Sanatı parasal anlamda değerli kılan unsurlar neler olabilir? Genç bir sanatçı olarak çağdaş sanat piyasasına dair eleştirileriniz nelerdir?


Çağdaş sanat piyasasında özellikle son zamanlarda sıkça rastladığım copy-paste işleri oldukça rahatsız edici buluyorum. Fakat bu duruma, üreten kişiye bir suç yıkmaktan ziyade başka bir noktadan bakıyorum ve sanat piyasasını halihazırda takip eden kişilerin söz konusu kopyalanarak üretilmiş işleri fark edemiyor oluşunu daha heves kırıcı buluyorum. Evet, tarihte de sık sık karşılaşıyoruz bu gibi işlerle ama bence bu durumların sıkıntılı olmakla birlikte epey öznel bir tarafı da var. Bunun önüne geçmeliyiz. Söylediklerime ek olarak genç sanatçılara destek olmak için yapılan programların, birçok iyi düşünülmüş program var, artmasını umuyorum ve bunları gerçek anlamda sanat üreten kişileri desteklemek amacıyla hayata geçirmek gerektiğini düşünüyorum.


Oktay Yılmaz, İsimsiz, 2022, Bez üzerine akrilik boya, 64x54 cm


Yakın zamanda gerçekleştireceğiniz sanatsal etkinlikler, üretmeyi planladığınız yeni bir seri, katılacağınız sergiler yahut başka planlarınız var mı?

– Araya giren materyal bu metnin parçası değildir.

PR #7970, opened 2017-07-17
fix #7968 - mssql bind support - add support for array in bind parame…

### LINKED ISSUE #7968: Array in bind option
I'm trying to send array in the `bind` option and getting `Conversion failed when converting the nvarchar value '1,2,3,4' to data type int` error.

Back in the days i used directly `tedious` and [i opened an issue](https://github.com/tediousjs/tedious/issues/332) about that, but @asztal said that "This is a limitation of SQL server, not Tedious".

I think that the best solution is to loop over the values and add `paramName${index}` for each one of them.

The dialect is `mssql`. The sequelize version is 4.3.2 or latest from github (both not working).

Here is a code example:
```js
database.query('SELECT * FROM Table WHERE Id IN ($ids);', {
  bind: {
    ids: [1, 2, 3, 4]
  }
});
```

leibale:
fix #7968 - mssql bind support - add support for array in bind parameters.
@renaudholcombe can you please review this commit?

### DIFF
--- a/test/integration/sequelize.test.js
+++ b/test/integration/sequelize.test.js
@@ -527,6 +527,16 @@ describe(Support.getTestDialectTeaser('Sequelize'), () => {
       });
     });
 
+    it('array in `bind` property working', function() {
+      let logSql;
+      return this.sequelize.query({query: 'select $prop', bind: {prop: [1]}}, {type: this.sequelize.QueryTypes.SELECT, logging(s) { logSql = s; }}).then(result => {
+        expect(result).to.deep.equal([{'': 1}]);
+        if (dialect === 'mssql') {
+          expect(logSql.indexOf('@prop_0')).to.be.above(-1);
+        }
+      });
+    });
+
     it('dot separated attributes when doing a raw query without nest', function() {
       const tickChar = dialect === 'postgres' || dialect === 'mssql' ? '"' : '`',
         sql = 'select 1 as ' + Sequelize.Utils.addTicks('foo.bar.baz', tickChar);
--- a/test/integration/sequelize.test.js
+++ b/test/integration/sequelize.test.js
@@ -527,15 +527,15 @@ describe(Support.getTestDialectTeaser('Sequelize'), () => {
       });
     });
 
-    it('array in `bind` property working', function() {
-      let logSql;
-      return this.sequelize.query({query: 'select $prop', bind: {prop: [1]}}, {type: this.sequelize.QueryTypes.SELECT, logging(s) { logSql = s; }}).then(result => {
-        expect(result).to.deep.equal([{'': 1}]);
-        if (dialect === 'mssql') {
+    if (dialect === 'mssql') {
+      it('array in `bind` property working', function () {
+        let logSql;
+        return this.sequelize.query({query: 'select $prop', bind: {prop: [1]}}, {type: this.sequelize.QueryTypes.SELECT, logging(s) {logSql = s;}}).then(result => {
+          expect(result).to.deep.equal([{'': 1}]);
           expect(logSql.indexOf('@prop_0')).to.be.above(-1);
-        }
+        });
       });
-    });
+    }
 
     it('dot separated attributes when doing a raw query without nest', function() {
       const tickChar = dialect === 'postgres' || dialect === 'mssql' ? '"' : '`',
--- a/lib/dialects/mssql/query.js
+++ b/lib/dialects/mssql/query.js
@@ -151,7 +151,15 @@ class Query extends AbstractQuery {
         return seen[key];
       }
       if (values[key] !== undefined) {
-        i = i + 1;
+        i++;
+        if (Array.isArray(values[key])) {
+          return values[key].map((value, index) => {
+            const currentKey = key + '_' + index;
+            bindParam[currentKey] = value;
+            seen[currentKey] = '$' + currentKey;
+            return '@' + currentKey;
+          }).join(',');
+        }
         bindParam[key] = values[key];
         seen[key] = '$' + i;
         return '@' + key;


renaudholcombe:
@leibale, sure I'll take a look. Can you add unit/integration tests?

leibale:
@renaudholcombe I have tried to add tests, but I can't find where is the tests of the function. 
If you can help me out with that, it will be great :)

renaudholcombe:
@leibale, a couple of good ones to look at are:

- /test/integration/sequelize.test.js
- /test/unit/dialects/mssql/query-generator.test.js

I can't speak to why the travis build is failing, it seems like some sort of weird auto configuration problem with the postgres settings.

leibale:
@renaudholcombe is it ok now?

test/integration/sequelize.test.js
```diff
@@ -527,6 +527,16 @@ describe(Support.getTestDialectTeaser('Sequelize'), () => {
       });
     });
 
+    if (dialect === 'mssql') {
+      it('array in `bind` property working', function () {
+        let logSql;
+        return this.sequelize.query({query: 'select $prop', bind: {prop: [1]}}, {type: this.sequelize.QueryTypes.SELECT, logging(s) {logSql = s;}}).then(result => {
+          expect(result).to.deep.equal([{'': 1}]);
+          expect(logSql.indexOf('@prop_0')).to.be.above(-1);
```
felixfbecker: Asserting on log statements is a bad practice, if you want to assert the SQL use an SQL unit test

leibale: I copy the test and change it a bit (to send an array). If you have a problem with the test you have a problem with most of the tests in the file.

leibale:
@felixfbecker without that no one will use the bind feature with mssql.

felixfbecker:
Why do you think so? This is not specific to MSSQL

test/integration/sequelize.test.js
felixfbecker: I actually do :D
they may have been written before we had SQL unit tests

leibale:
Specific with mssql no one will use it. We have to find a solution.

felixfbecker:
You just repeated what you said - why do you think noone uses `bind` support because it doesn't handle arrays differently than any other value, specifically in MSSQL?

leibale:
In my application about half of the queries has array parameter, and if i cannot send array in the bind i will use replacements, and if I have to use replacements in half of my application i probably will use it in the would application.

I don't understand what is the problem with my fix? Anyway this function changes the query.

felixfbecker:
`replacements` is a way to escape values and insert them in a query.
Query `SELECT x FROM y WHERE z = ?`, Replacements `1`
will result in the SQL 
`SELECT x FROM y WHERE z = 1` <-- Query is changed

`bind` is a way to build prepared statemetents.
**There is a 1:1 mapping between placeholder and value**.
Query `SELECT x FROM y WHERE z = ?`, Bind `1`
will result in the SQL
`SELECT x FROM y WHERE z = ?` <-- Query is not changed
with `1` passed to the DB server as value.

In Postgres, you can do what you want with
`SELECT x FROM y WHERE z ANY (?)`, Bind `[1, 2, 3]`
which will result in the SQL
`SELECT x FROM y WHERE z ANY ($1)` <-- Query is not changed (except syntax)
with `[1, 2, 3]` (as an array) passed to the DB server as a value.

If MSSQL doesn't support it, you need to use replacements your build your query with one placeholder per array item yourself. 

I don't know if MSSQL supports arrays, but if it does now or sometime in the future, Sequelize would have no way to differentiate between you wanting to insert a single array value or multiple single values. As an example, if Postgres did what you requested:
`INSERT INTO y (x) VALUES (?)` with bind `[1, 2, 3]`
would result in the totally invalid SQL
`INSERT INTO y (x) VALUES (?, ?, ?)` <-- Query would have changed
with values `1`, `2`, `3` passed individually.
I am against behaving different here depending on dialect.

renaudholcombe:
We might be going a bit in circles here, here's my two cents to try and bring things back.

Sql Server does support the use of the IN keyword in parameterized queries (it's equivalent to the IN keyword in Oracle, ANY is a little different), which does lend itself to the use of an array within the parameter value list. @leibale, what you're attempting to do is already possible by merely treating the elements of your as separate parameters rather than a single parameter, but with your change it's organizationally cleaner. I can see how it looks a little wonky with the use of the '@prop_0' variable naming syntax. It might make more sense to merely treat the parameter array as an extension of the existing naming convention so given a parameter value list like this:

` ['val1', 'val2', ['val3, val4]`

It would be generated as 
`@0, @1, @2, @3`

Rather than the current: 
`@0, @1, @key_0, @key_1`

This would make more sense from the conventions standpoint of the end sql.

renaudholcombe:
Just to clarify my previous comment, Sql Server does not support natively passing arrays into parameterized queries. The change being made is purely for making the parameter input make a little more sense from a developer standpoint. Regardless of whether the parameter value is a single value or an array, it will need to be flattened as part of the sql generation (which is what the pull request is doing).

felixfbecker:
Point is, the amount of placeholders that end up in the SQL is no longer == the amount of values in the `bind` array. That messes with the semantics of `bind` as I outlined above, where one placeholder is inserted per value in the `bind` array in the values inside the `bind` array are sent as-is to the DB server. All the other dialects behave that way for `bind` queries as far as I'm aware. 

What you desire could be easily accomplished with a oneliner in your own code
```js
'SELECT x FROM y WHERE z IN (' + values.map((v, i) => '$' + (i + 1)).join(',') + ')'
```
and you could easily put that in a helper function, for example
```js
function in(values) {
  return ' IN (' + values.map((v, i) => '$' + (i + 1)).join(',') + ')';
}
'SELECT x FROM y WHERE z ' + in(values)
// or
`SELECT x FROM y WHERE z ${in(values)}`
```

> Sql Server does not support natively passing arrays into parameterized queries.

Couldn't MSSQL support arrays (or JSON) in the future?

renaudholcombe:
@felixfbecker, it just clicked for me; you're absolutely right, I neglected the key portion of the binding (I think I was mentally using a different use case from the submitter) and this would definitely cause some problems. Your suggestions make more sense.

As far as Sql Server supporting arrays/json, it does support arrays in a fashion through the use of Table Value Parameters, but json is probably a ways down on the road map (given MS's foray into that kind of thing with XPath and XML, I suspect they're a little gun-shy on complex object parsing).

asztal:
SQL Server 2016 supports JSON.

Not useful to me until my company upgrades to it, but useful for someone maybe.

leibale:
@asztal i'm using SQL Server 2016, how can i send an array as parameter?

asztal:
Since I can't use it I haven't really looked into it. But from what I know, there isn't actually a JSON data type, it's just functions for working with JSON as nvarchar(max), which can be used in a variety of places. So you would just pass your array as a string generated with JSON.stringify.

https://blogs.technet.microsoft.com/dataplatforminsider/2016/01/05/json-in-sql-server-2016-part-1-of-4/

PR #7982, opened 2017-07-20
test(include.where): Add a failing test for deep include with where

vizath:
Hey,
Thanks for making Sequelize :tada: 
We are in the process of migrating to v4 and we ran into some undocumented breaking changes like this one.
It was easier to create a failing test than to try to explain it.
v3 was returning 1 element when adding wheres into deep includes, and v4 returns elements with empty relations.
This test is using `A belongsToMany B belongsTo C`, but is also failing on other relation types (I have another use case using `A belongsTo B hasOne C` / `C belongsTo B hasMany A`).

Tested using MySQL.

Was this intended?

v4 output:
```
[
  {
    "id": 1,
    "Roles": [
      {
        "id": 1,
        "UserRole": {
          "UserId": 1,
          "RoleId": 1
        },
        "Permissions": [
          {
            "id": 1,
            "RolePermission": {
              "RoleId": 1,
              "PermissionId": 1
            }
          }
        ]
      }
    ]
  },
  {
    "id": 2,
    "Roles": []
  }
]
```

v3 output:
```
[
  {
    "id": 1,
    "Roles": [
      {
        "id": 1,
        "UserRole": {
          "UserId": 1,
          "RoleId": 1
        },
        "Permissions": [
          {
            "id": 1,
            "RolePermission": {
              "RoleId": 1,
              "PermissionId": 1
            }
          }
        ]
      }
    ]
  }
]
```

### DIFF
--- a/test/integration/include/findAll.test.js
+++ b/test/integration/include/findAll.test.js
@@ -648,7 +648,7 @@ describe(Support.getTestDialectTeaser('Include'), () => {
               ]}
             ]
           }).then(as => {
-            expect(as.length).to.be.ok;
+            expect(as.length).to.equal(1);
 
             as.forEach(a => {
               expect(a.b.c.d.e.f.g.h).to.be.ok;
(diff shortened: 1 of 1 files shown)


test/integration/include/findAll.test.js
```diff
@@ -648,7 +648,7 @@ describe(Support.getTestDialectTeaser('Include'), () => {
               ]}
             ]
           }).then(as => {
-            expect(as.length).to.be.ok;
+            expect(as.length).to.equal(1);
```
vizath: This is still passing as expected

test/integration/include/findAll.test.js
```diff
@@ -2053,5 +2053,56 @@ describe(Support.getTestDialectTeaser('Include'), () => {
...
+                model: Permission,
+                where: {
+                  id: 1,
+                },
+              },
+            ],
+          }],
+        }))
+        .then(users => {
+          expect(users.length).to.equal(1);
```
vizath: `users.length` here is `2`

PR #7984, opened 2017-07-20
ci(deploy): use Travis' npm deploy provider

### LINKED ISSUE #7983: Investigate if we can use Travis' native npm deploy
Currently the build leader (first job) runs `npm run semantic-release`, which prepares the package.json, waits for all jobs to finish and succeed, then runs `npm publish` and cuts a release on GitHub. The problem is that it always times out waiting for the other jobs to finish. Travis also has the integrated npm deploy provider, which would handle this better. We just need to make sure we run the preparation in `before_deploy` and cut the release in `after_deploy`.

felixfbecker:
Closes #7983

I don't know if this works, the only way to find out is to merge.

There could be an issue with commits that don't trigger a release, e.g. `chore` or `docs` commits. The npm publish provider still tries to publish and fails with an error like "version already exists".

### DIFF
--- a/.travis.yml
+++ b/.travis.yml
@@ -43,21 +43,35 @@ script:
   - npm run lint
   - "if [ $COVERAGE ]; then npm run cover && bash <(curl -s https://codecov.io/bash) -f coverage/lcov.info; else npm run test; fi"
 
-after_success:
-  - npm run semantic-release
-
 branches:
   except:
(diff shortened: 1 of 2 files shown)


sushantdhiman:
I will done something similar in my personal projects, I will have this issue fixed in different branch

PR #7986, opened 2017-07-20
4.4.0 breaks pg connection initialization

### LINKED ISSUE #7985: Connection-manager Error with Sequelize 4.4. and pg 7.0.1 (TypeError: Cannot read property 'Symbol(Symbol.iterator)' of undefined)
## What you are doing?

I just upgraded to Sequelize 4.4.0 and [node-postgres](https://github.com/brianc/node-postgres) (pg) version 7.0.1 

Then, when I call some function that connect to database (for example `findAll()` or `sync()`) the connection to Postgres database fails with error. 

It happens, for example, when I run this  example from the documentation

```js
  username: Sequelize.STRING,
  birthday: Sequelize.DATE
});
sequelize.sync()
  .then(() => User.create({
    username: 'janedoe',
  }))
  .then(jane => {
    console.log(jane.get({
      plain: true
    }));
  })
```

Sequelize should connect to Postgres and create tables, insert records and so on

Connection to postgres database fails with the following error:
```
TypeError: Cannot read property 'Symbol(Symbol.iterator)' of undefined
    at Promise.then.result (C:\test\node_modules\sequelize\lib\dialects\postgres\connection-manager.js:157:31)
    at tryCatcher (C:\test\node_modules\bluebird\js\release\util.js:16:23)
    at Promise._settlePromiseFromHandler (C:\test\node_modules\bluebird\js\release\promise.js:512:31)
    at Promise._settlePromise (C:\test\node_modules\bluebird\js\release\promise.js:569:18)
    at Promise._settlePromise0 (C:\test\node_modules\bluebird\js\release\promise.js:614:10)
    at Promise._settlePromises (C:\test\node_modules\bluebird\js\release\promise.js:693:18)
    at Async._drainQueue (C:\test\node_modules\bluebird\js\release\async.js:133:16)
    at Async._drainQueues (C:\test\node_modules\bluebird\js\release\async.js:143:10)
    at Immediate.Async.drainQueues (C:\test\node_modules\bluebird\js\release\async.js:17:14)
    at runCallback (timers.js:651:20)
    at tryOnImmediate (timers.js:624:5)
    at processImmediate [as _immediateCallback] (timers.js:596:5)
```

When I switch back to  pg 6.4.0 the same code runs nicely. 
Interesting: With  pg 6.4.0,  it works with both Sequelize 4.4.0 and 4.3.2 
(This shows also that my database connection options are correct)

But the combination of 4.4.0 and pg 7 gives my this error.  Am I doing something wrong? 

Dialect:  postgres
Database version: 9.6
Sequelize version:  4,4.0

clncln1:
### Pull Request check-list

### Description of change

In case the initial query contains multiple statements in the [postgres connection manager](https://github.com/sequelize/sequelize/blob/master/lib/dialects/postgres/connection-manager.js#L156), the result will be an array which is not being handled here. Since we are only interested in the rows from the very last statement, we can skip the rest.

This fixes #7985

### DIFF
--- a/lib/dialects/postgres/connection-manager.js
+++ b/lib/dialects/postgres/connection-manager.js
@@ -153,10 +153,9 @@ class ConnectionManager extends AbstractConnectionManager {
         query += 'SELECT typname, oid, typarray FROM pg_type WHERE typtype = \'b\' AND typname IN (\'hstore\', \'geometry\', \'geography\')';
       }
 
-      return new Promise((resolve, reject) => connection.query(query, (error, result) => error ? reject(error) : resolve(result))).then(result => {
-        if (Array.isArray(result)) {
-          result = result.pop();
-        }
+      return new Promise((resolve, reject) => connection.query(query, (error, result) => error ? reject(error) : resolve(result))).then(results => {
+        const result = Array.isArray(results) ? results.pop() : results;
+        
         for (const row of result.rows) {
           let type;
           if (row.typname === 'geometry') {
--- a/lib/dialects/postgres/connection-manager.js
+++ b/lib/dialects/postgres/connection-manager.js
@@ -8,6 +8,7 @@ const sequelizeErrors = require('../../errors');
 const semver = require('semver');
 const dataTypes = require('../../data-types');
 const moment = require('moment-timezone');
+const _ = require('lodash');
 
 class ConnectionManager extends AbstractConnectionManager {
   constructor(dialect, sequelize) {
@@ -154,6 +155,9 @@ class ConnectionManager extends AbstractConnectionManager {
       }
 
       return new Promise((resolve, reject) => connection.query(query, (error, result) => error ? reject(error) : resolve(result))).then(result => {
+        if (_.isArray(result)) {
+          result = result.pop();
+        }
         for (const row of result.rows) {
           let type;
           if (row.typname === 'geometry') {
--- a/lib/dialects/postgres/connection-manager.js
+++ b/lib/dialects/postgres/connection-manager.js
@@ -8,7 +8,6 @@ const sequelizeErrors = require('../../errors');
 const semver = require('semver');
 const dataTypes = require('../../data-types');
 const moment = require('moment-timezone');
-const _ = require('lodash');
 
 class ConnectionManager extends AbstractConnectionManager {
   constructor(dialect, sequelize) {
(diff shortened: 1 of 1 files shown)


lib/dialects/postgres/connection-manager.js
```diff
@@ -154,6 +155,9 @@ class ConnectionManager extends AbstractConnectionManager {
       }
 
       return new Promise((resolve, reject) => connection.query(query, (error, result) => error ? reject(error) : resolve(result))).then(result => {
+        if (_.isArray(result)) {
```
felixfbecker: No need for lodash here, just use `Array.isArray()`

clncln1:
there's a couple of SETs and then you are trying to fetch the type oids which is what you are interested in

lib/dialects/postgres/connection-manager.js
```diff
@@ -154,6 +154,9 @@ class ConnectionManager extends AbstractConnectionManager {
       }
 
       return new Promise((resolve, reject) => connection.query(query, (error, result) => error ? reject(error) : resolve(result))).then(result => {
+        if (Array.isArray(result)) {
+          result = result.pop();
```
felixfbecker: this line is uncovered, can you add a test that prevents a regression?

alitaheri: @felixfbecker Not sure how a test can reach this place. The better approach would be to increment the `pg`'s version to v7 for tests, so they all fail 😅 

Also, please consider changing to:

```js
...(results => {
const result = Array.isArray(results) ? results.pop() : results;
...
})
```

Assigning to a function parameter is not very pretty, or readable for that matter.

felixfbecker: Incrementing the version to v7 would disallow us to make sure we still support v6. I am hesitant to bloat the build matrix further.

felixfbecker:
@alitaheri So you are saying this is not testable?

alitaheri:
@felixfbecker Well as far as my brain can handle, the only way to test something like this is to actually let pg v7 run the code and return the result. So either change the version for tests, or add more stuff to the build matrix, or mock pg for a single test. The last one is gonna take hours 😱 😱 

Anyway, I think we should merge this to reduce the noise for now and come up with a test case later on (if ever needed).

Issue #5193, opened 2016-01-12
include on hasMany association only returning one of many results when no primary key


mholtzman:
I looked around for this issue and couldn't find it mentioned exactly as I'm seeing it, so apologies in advance if this is a duplicate. The issue is that when I use include like so:

`Project.findAll({ include: [{ model: Task }], where: { ... } })`

the query is generated correctly and the correct projects are returned, but each contains an array of Tasks that is always of length one (when the Tasks have no primary key), even though many tasks match. I can confirm this using the raw query and verifying the results. If I add a primary key to Task, it then works correctly.

Here are the related definitions, in case there are some clues there.

```
sequelize.define('Project', {
       ...
    }, {
        timestamps: true,
        underscored: true,
        createdAt: 'created_at',
        updatedAt: 'last_modified',
        tableName: 'projects',
        classMethods: {
            associate: function(models) {
                Project.hasMany(models.Task, { foreignKey: 'projectId', onDelete: 'CASCADE' });
            }
        },

sequelize.define('Task', {
        ...
    }, {
        timestamps: true,
        underscored: true,
        createdAt: 'created_at',
        updatedAt: false,
        tableName: 'tasks'
    });
```

mickhansen:
When we process associations we attempt to dedupe each row by either matching primary keys or row uniqueness.

Any chance the task rows are completely equal?

mholtzman:
Looks like this is occurring when a field in the table is named 'id'. Here's a test case:

```
const Sequelize = require('sequelize');

const connection = new Sequelize('', '', '', { dialect: 'sqlite' });

const Task = connection.define('Task', {
    taskType: { type: Sequelize.INTEGER, field: 'id' },
    taskName: { type: Sequelize.STRING(50) }
});

const Project = connection.define('Project', {
    id: { type: Sequelize.INTEGER, primaryKey: true }
});

Project.hasMany(Task);

connection.sync()
    .then(() => Project.create({ id: 1 }))
    .then(() => Task.create({ taskType: 10, taskName: 'get food', ProjectId: 1 }))
    .then(() => Task.create({ taskType: 10, taskName: 'take out trash', ProjectId: 1 }))
    .then(() => Project.findAll({ include: [Task] }))
    .then(tasks => console.log(JSON.stringify(tasks, undefined, 2)));
```

If you remove the `field: 'id'` clause, this works as expected. Is this just a mapping error on my part?

mickhansen:
[...]

PR #9384, opened 2018-05-03
WIP: Disable checkExisting to allow _duplicated_ rows (#5193)

pateketrueke:
### Pull Request check-list

### Description of change

- It potentially adds a `nested` option for skipping `checkExisting` to allow duplicate rows under certain conditions, hence the added option.
- Because this, it'll accumulate found children from `includeNames` properties.

With this, calling `findOne()` will return the same as `parent.getChildren()` does.

> I would like to avoid adding a new option, but I don't know how differentiate this kind of result without guessing too much (e.g. how `parent.getChildren()` options works?). If you know a better way to avoid all of this please let me know.


pateketrueke:
Any feedback is very welcome on this: @uncedric @trostinsky @holmberd @saigalamatya @evenfrost 🍻

sushantdhiman:
What is the motivation behind this change, can you show me the issue that you are trying to fix, or something with code.

pateketrueke:
Hi  @sushantdhiman, [I added a test](https://github.com/sequelize/sequelize/pull/9384/files#diff-04c30a7f7a4e8f01a8992bf49c67c255R564) which describes the issue I'm falling in:

- I have two models: Cart, Product
- I have CartItem model which associates them
- CartItem has a PK and its associations are not unique

Before my changes I ran the query and just one row is retrieved, I copied the generated SQL and another client gave me two rows as I expected.

After adding a some `console.log` to see what is going wrong I noticed two things:

- When [checkExisting](https://github.com/sequelize/sequelize/pull/9384/files#diff-85aaffe60f984b68bb500de75aabffe9L289) is disabled I was able to retrieve both rows as `result`.
- But now, I was not able to retrieve them through the promise. Curiously adding `raw: true` was returning both rows, but as flat keypaths. Not as _nested_ objects.

My solution was adding the block below for grouping by PK (e.g. `Cart.id`) and the test proves exactly what I wanted:

- `foundCartInstance.items` should has both rows
- `anyCartInstance.getItems()` should resolve both rows

I don't expect to be coerced to use two queries to retrieve the cart items.

weyert:
This sounds like an interesting PR :)

ben-turner:
Just for reference, I think this is a fix for #5193

fraywing:
Let's get this in!

fraywing:
@pateketrueke I think the build failed? @sushantdhiman does this look good? Experiencing the same issue in a ManyToMany `findAndCountAll` call where the includes only return a single record.

pateketrueke:
Yeah, it's failing but idk why (not sure if `checkExisting` has conflict with mysql/postgres; sqlite/mariadb are OK), also I can't re-run the tests or ssh for debug...

I'll try to run CI with some changes to understand the reasons of the failures.

pateketrueke:
Weird, now travis is OK but appveyor is not... 🦀

papb:
@pateketrueke Thanks for this. Don't worry about the failing test.

monti-tls:
Any news on this PR ? I am encountering an issue related to this, when doing a `findAll`, with `include: { all: true, nested: true }` on a model with a `belongsToMany` relation that should output duplicate rows.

Şu anda üretmeye ve yeni fikirlere odaklandığım bir dönemdeyim. Aynı zamanda son tez dönemimdeyim. Ve bunun için açacağım bir sergi planını nasıl kurgulayabileceğimi düşünüp çalışmalarımı sürdürüyorum. Son çıkardığım ve şu an devam ettiğim seri Dolunayda Bir Gece için üretmeye devam ediyorum. Bu seride ay ışığının oluşturduğu karanlık ve aydınlık alanlar resimlere hakim. İşler çeşitli boşluklar, koyuluklar ve açıklıklardan oluşuyor. Bu seriye devam ederken yeni bir seriyi de beraberinde ilerletebileceğimi düşünüyorum. Ay ışığının ve gün ışığının oluşturduğu aydınlıkların karşıtlığının son zamanlarda ilgimi çektiğini söyleyebilirim. Sonraki seride sanırım biraz daha bu farklılıklar üzerine yöneleceğim. Işık ve gölge çerçevesinde hem malzeme hem de konu bakımından ortaya neler çıkabileceğini görmek istiyorum.